◆ **YOUR INSTRUCTIONS**
Provide the number of lines in the entries below containing "would", with no further words.

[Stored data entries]
PR #15, opened 2020-07-22
Install dependencies at build-time in Dockerfile

ErikSchierboom:
This helps the startup time when none of the dependencies have changed.


iHiD:
Will this mean the Dockerfile needs building every time before it's used?

ErikSchierboom:
> Will this mean the Dockerfile needs building every time before it's used?

Nope. Docker will recognize if there are changes in the files, and if not, just re-use the old version. And this makes sure that booting is quick after building.

Dockerfile
```diff
@@ -13,6 +13,12 @@ RUN curl -L -o /usr/local/bin/anycable-go https://github.com/anycable/anycable-g
 
 RUN gem install bundler
 
+COPY Gemfile Gemfile.lock ./
+RUN bundle install
+
+COPY package.json yarn.lock ./
+RUN yarn install --check-files
+
```
iHiD: This is now on master.

ErikSchierboom: Nice

Dockerfile.dev
```diff
@@ -13,12 +13,12 @@ RUN curl -L -o /usr/local/bin/anycable-go https://github.com/anycable/anycable-g
 
 RUN gem install bundler
 
+WORKDIR /usr/src/app
```
ErikSchierboom, line 16: This caused the "jest not found" message I was referring to yesterday, simply because the `yarn install` would create the `node_modules` directory at the wrong place

config/anycable.yml
```diff
@@ -29,11 +29,17 @@ default: &default # Turn on/off access logs ("Started..." and "Finished...")
 
 development:
   <<: *default
-  redis_url: "redis://<%= ENV.fetch('REDIS_HOST', '127.0.0.1') %>:6379/1"
+  redis_url: "redis://127.0.0.1:6379/1"
   rpc_host: "127.0.0.1:50051"
```
ErikSchierboom, line 33: This RPC host, is that running on the Redis server or locally?

Dockerfile
```diff
@@ -15,12 +15,12 @@ RUN gem install bundler
...
+WORKDIR /usr/src/app
+
 COPY Gemfile Gemfile.lock ./
 RUN bundle install
 
 COPY package.json yarn.lock ./
-RUN yarn install
-
-WORKDIR /usr/src/app
+RUN yarn install --check-files
```
iHiD: I don't think we want to check the files in production.

```suggestion
RUN yarn install
```

config/anycable.yml
iHiD: Locally.

config/database.yml
```diff
@@ -20,6 +20,16 @@ development:
     <<: *default
     database: exercism_v3_dj_development
     migrations_paths: "db/dj_migrate"
+
+development_docker:
```
iHiD, line 24: Is it worth just doing `<<: &development` in here, rather than duplicating?

iHiD (approved):
One suggestion on the duplicated config. Nice work digging through all this :)

config/database.yml
ErikSchierboom: Let me try this!

ErikSchierboom: Just doing `<<: &development` doesn't work, but for the `primary` and `dj` ones it does work

iHiD: Interesting. Cool :)

iHiD (approved):

Dockerfile
```diff
@@ -15,10 +15,14 @@ RUN gem install bundler
...
 WORKDIR /usr/src/app
+
+COPY Gemfile Gemfile.lock ./
 RUN bundle install
+
+COPY package.json yarn.lock ./
 RUN yarn install
 
+COPY . ./
+
```
iHiD, line 27: @ErikSchierboom For this change, does this not only matter if we cache the intermidiate dockerfile stages somewhere. Atm I think they're lost every time. So should we cache these on GitHub's cache somehow?

SleeplessByte (commented):
Always good to see my name

Dockerfile
ErikSchierboom: > Atm I think they're lost every time. So should we cache these on GitHub's cache somehow?

Ah yes, we should. There was mention that GitHub would be implementing this themselves, but they haven't done that so far. There is a bit of complexity involved. Want to do this at a later stage?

◆ **FINAL ANSWER**
2